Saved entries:
● ● ●
PR #910, opened 2023-04-24
Implement views as senders

miscco:
This explores turning std::views into senders by providing appropriate sender / receiver 

It is essentially a rip off from the `then` algorithm but instead of a function we store a closure object that is then piped on the passed in range

### DIFF
--- a/include/stdexec/ranges.hpp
● ● ●
• What the exercise asks: What are the lines from the one with "Implement views as senders" through the end of the records above? Set them down exactly, both ends included, and nothing else.

• Exercise output:
Implement views as senders

miscco:
This explores turning std::views into senders by providing appropriate sender / receiver 

It is essentially a rip off from the `then` algorithm but instead of a function we store a closure object that is then piped on the passed in range

### DIFF
--- a/include/stdexec/ranges.hpp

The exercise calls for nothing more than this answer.